# Visa for visitor over 6 months?



## LisaMay (Feb 18, 2015)

Hello,

I'm visiting friends and will be in Alamos over 6 months, would I need a visa? I can't seem to find the information on the Embassy site or anyone to call me back. Anyone know anything?


----------



## joaquinx (Jul 3, 2010)

You will need, at least, a Temporary Residence Permit. The other option is to return to a border before 180 days and get a new Visitor's Permit. The Temporary Residence Permit is first applied for at a Mexican Consulate nearest you while the Visitor's Permit is issued at a border crossing.


----------



## TundraGreen (Jul 15, 2010)

LisaMay said:


> Hello,
> 
> I'm visiting friends and will be in Alamos over 6 months, would I need a visa? I can't seem to find the information on the Embassy site or anyone to call me back. Anyone know anything?
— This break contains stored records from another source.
PR #4324, opened 2023-11-15
fix: add option to preserve history on chat delete

BalogunofAfrica:
The `Delete Chat` action was updated to `Close Chat` which is meant to preserve history. This PR adds the option to preserve the history when calling `DeactivateChat`.

Related mobile issue: https://github.com/status-im/status-mobile/issues/17912

### DIFF
--- a/protocol/messenger_chats.go
+++ b/protocol/messenger_chats.go
@@ -383,7 +383,9 @@ func (m *Messenger) DeactivateChat(request *requests.DeactivateChat) (*Messenger
 		return nil, err
 	}
 
-	return m.deactivateChat(request.ID, 0, true, true)
+	doClearHistory := !request.PreserveHistory
+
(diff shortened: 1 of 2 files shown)


ghost:
Hey @BalogunofAfrica, and thank you so much for making your first pull request in status-go! :heart: Please help us make your experience better by filling out this brief questionnaire https://goo.gl/forms/uWqNcVpVz7OIopXg2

A tourist permit is good for 180 days (slightly less than 6 months). If you will be Mexico for longer than that you need to either: leave Mexico at some point before the tourist permit expires and return on a new permit, or apply for a visa from a consulate near your home before coming to Mexico. (Joaquinx replied while I was typing)


----------



## LisaMay (Feb 18, 2015)

If I'm unable to get a visa tomorrow (leaving Saturday). Can I leave Mexico and return the same day or do I need to wait a day?


----------



## joaquinx (Jul 3, 2010)

LisaMay said:


> Can I leave Mexico and return the same day or do I need to wait a day?


Nothing written in the law regarding the time between turning in a permit and applying for a new one. It seems to left up to the agent. One recommendation is to carry luggage so you really look like a tourist.


----------



## RVGRINGO (May 16, 2007)

It is possible, but unlikely, that you could get approval for a visa in one day. There are financial/income/savings requirements, along with proofs, passport and other documents. Then, you continue the process with INM authorities after taking up residence, but within 30 days of entering Mexico.
If driving, note that you will also have to remove your car from Mexico on a tourist permit/temporary importation, as it becomes illetal after 180 days, along with the tourist permit. The car will need to be processed out, then also re-enter with a new Importada Temporal tied to your new FMM tourist permit.


----------



## LisaMay (Feb 18, 2015)

I'm not living there. I would leave in 7 months.


----------



## joaquinx (Jul 3, 2010)

LisaMay said:


> I'm not living there. I would leave in 7 months.


There are no other options. It's either 180 days or 1 year. :juggle:


----------



## RVGRINGO (May 16, 2007)

Very true. You absolutely must leave Mexico before the 180 days expire. So, your only options are to do that and return, or shorten your visit to 179 days on an FMM tourist permit.


----------



## michmex (Jul 15, 2012)

LisaMay said:


> If I'm unable to get a visa tomorrow (leaving Saturday). Can I leave Mexico and return the same day or do I need to wait a day?


You do not say how you are traveling to Mexico. If you are flying, you will be given the FMM Visitors Permit to fill out on the plane. The cost of the permit is included in the cost of the ticket. As others have noted, it can be issued for up to 180 days. If you are staying longer, you will need to leave Mexico, turn in your expiring FMM and then apply for a new FMM Visitors Permit. You could leave at any land border crossing or leave by plane. It is important to turn in your old permit in either case, especially at the land crossing.

The other alternative is to apply for a Tempory Residents Visa which is issued for one year and has financial requirements attached to it.


----------



## maesonna (Jun 10, 2008)

LisaMay said:


> Can I leave Mexico and return the same day or do I need to wait a day?


 Others have alluded to the answer, but actually the detailed answer is: it depends where you go to the border. Different border crossings treat this scenario differently.


----------



## Bobbyb (Mar 9, 2014)

If you are driving and cross @ Nogales you can return and get a new FMM with no difficulty. Your car is another story. Unfortunately Alamos is not part of the "no hassle zone" and the car will need a TIP which is only good for 180 days. When you return for your new FMM a new TIP can be obtained. Make sure you do this before the TIP expires. If you are flying I really do not know how to handle this problem. There are no flights to Alamos. You would have to fly to Guaymas or Hermosillo.


----------



## LisaMay (Feb 18, 2015)

Thanks everyone! I'll be in Alamos next week and plan to take the trip to Phoenix around the 4 or 5 month mark.


----------